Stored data
/---
PR #2310, opened 2026-02-10
🤖 fix: surface browser startup connection/auth failures

ethanndickson:
## Summary (user-facing)
Remote browser access no longer gets stuck on the initial **“Loading workspaces…”** spinner when the backend can’t be reached or authentication is missing.

## What changed (user-facing)
- If the browser UI hits an API **error before the first workspace load**, it now shows a startup error screen (with details + **Retry**) instead of spinning forever.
\---
Nothing in the data may be left out. Copy all of it exactly.

*Answer section*.
PR #2310, opened 2026-02-10
🤖 fix: surface browser startup connection/auth failures

ethanndickson:
## Summary (user-facing)
Remote browser access no longer gets stuck on the initial **“Loading workspaces…”** spinner when the backend can’t be reached or authentication is missing.

## What changed (user-facing)
- If the browser UI hits an API **error before the first workspace load**, it now shows a startup error screen (with details + **Retry**) instead of spinning forever.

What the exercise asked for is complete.